An intriguing part of this question is that different people will say they push with different parts such as the tricep, shoulder, lat, or rhomboids.


----------



## vito9999 (Jun 30, 2009)

Funny I have been going thru this very issue as I progress in this fine art. What to pull, squeeze, relax etc and doing it all without thinking about it. I read everything and practice it. Padgett's info very helpful as well as Ron's along with all the others. Went back and read Bernie's instructions just the other day and between it all I went to another level this week. Specifically, when at anchor being relaxed in the arms and fingers allowing the elbow to be rotated ever so little by the top of the rhombroid muscle and having a very clean crisp shot. It was amazing when it happened subconsiously as it did. This all happened at a 3d shoot on Sunday for me and I just smoked the final targets with 4 consecitve 12's and pulled out a 3rd place missing 2nd by 2 points. This was also the first time I used my hinge in a 3d event. For those who have seen me shoot, they know how crazy me hitting 4 conseciitve 12s was. None were gimmes either.


----------



## ron w (Jan 5, 2013)

you can't "push" with your rhomboids,...they are contraction muscles. they pull your forearm back, not extend it.


----------



## SonnyThomas (Sep 10, 2006)

ron w said:


> you can't "push" with your rhomboids,...they are contraction muscles. they pull your forearm back, not extend it.

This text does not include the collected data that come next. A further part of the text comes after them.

PR #1999, opened 2020-11-10
Add C++ standards to the build matrix

jgopel:
Problem:
- A variety of compilers are tested in CI, but they are all tested on
  the C++11 standard. This prevents CI from catching bugs that exist
  only on a particular version of the C++ standard.

Solution:
- Parameterize CI on C++ standards 11, 14, 17, and 20.

This also includes fixes for compiler warnings discovered along the way. I've included a detailed writeup of each compilation error and the fix in the commit notes for each fix.

### DIFF
--- a/.github/workflows/linux.yml
+++ b/.github/workflows/linux.yml
@@ -9,12 +9,22 @@ jobs:
       matrix:
         cxx: [g++-4.8, g++-8, g++-10, clang++-9]
         build_type: [Debug, Release]
+        standard: [11, 14, 17, 20]
         include:
           - cxx: clang++-9
             build_type: Debug
             fuzz: -DFMT_FUZZ=ON -DFMT_FUZZ_LINKMAIN=ON
           - cxx: g++-4.8
             install: sudo apt install g++-4.8
+        exclude:
+          - cxx: g++-4.8
+            standard: 14
+          - cxx: g++-4.8
+            standard: 17
+          - cxx: g++-4.8
+            standard: 20
+          - cxx: g++-8
+            standard: 20
 
     steps:
     - uses: actions/checkout@v2
@@ -30,7 +40,8 @@ jobs:
         CXX: ${{matrix.cxx}}
       run: |
         cmake -DCMAKE_BUILD_TYPE=${{matrix.build_type}} ${{matrix.fuzz}} \
-              -DFMT_DOC=OFF -DFMT_PEDANTIC=ON -DFMT_WERROR=ON $GITHUB_WORKSPACE
+              -DFMT_DOC=OFF -DFMT_PEDANTIC=ON -DFMT_WERROR=ON \
+              -DCMAKE_CXX_STANDARD=${{matrix.standard}} $GITHUB_WORKSPACE
 
     - name: Build
       working-directory: ${{runner.workspace}}/build
--- a/.github/workflows/macos.yml
+++ b/.github/workflows/macos.yml
@@ -7,6 +7,7 @@ jobs:
     runs-on: macos-10.15
     strategy:
       matrix:
+        standard: [11, 14, 17, 20]
         build_type: [Debug, Release]
 
     steps:
@@ -19,7 +20,8 @@ jobs:
       working-directory: ${{runner.workspace}}/build
       run: |
         cmake -DCMAKE_BUILD_TYPE=${{matrix.build_type}} \
-              -DFMT_DOC=OFF -DFMT_PEDANTIC=ON -DFMT_WERROR=ON $GITHUB_WORKSPACE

Correct. Most coaches say "bow arm strong." Most say like a 2X4. It's out there and the back half takes care of the rest....It's that gray matter in between that messes things up


----------



## ron w (Jan 5, 2013)

the status quoi, is to changed from "push/pull" to "no push, all pull", when bows started having solid draw stops, because pushing showed a tendency to move the sight picture. that's when we started seeing the straight "like a 2x4" bow arms. push can still be accomplished, but it has to come from other than the arm or hand. it is more just an extension of the bow shoulder, directly towards the target, keeping the bow shoulder/arm/hand relationship intact.
try this, ....face a wall at arms length and take your normal shooting stance (consider the wall, your bow's grip), keeping your shoulder back and down, with your rhomboid, arm extended as if holding your bow at full draw, put your hand flat against a wall, leaning into the wall just a bit and try to push your body away from the wall by only extending your shoulder directly towards the wall. that is the feeling you should get when you "push the front half ".


----------



## straight2it (Nov 30, 2010)

Exactly. Bow arm straight with no movement. The back end is tricky for me to be consistent with. I am in between command and back tension. It takes conscious effort to roll my shoulder back till the release. When i dont think about it, it usually results in a shot that is natural and on target as long as bow arm holds on target.


SonnyThomas said:


> Correct. Most coaches say "bow arm strong." Most say like a 2X4. It's out there and the back half takes care of the rest....It's that gray matter in between that messes things up


----------



## SonnyThomas (Sep 10, 2006)

Don't say "straight." Strong like a 2X4. You can "chicken wing" your bow arm and still be "strong."


----------



## straight2it (Nov 30, 2010)

SonnyThomas said:


> Don't say "straight." Strong like a 2X4. You can "chicken wing" your bow arm and still be "strong."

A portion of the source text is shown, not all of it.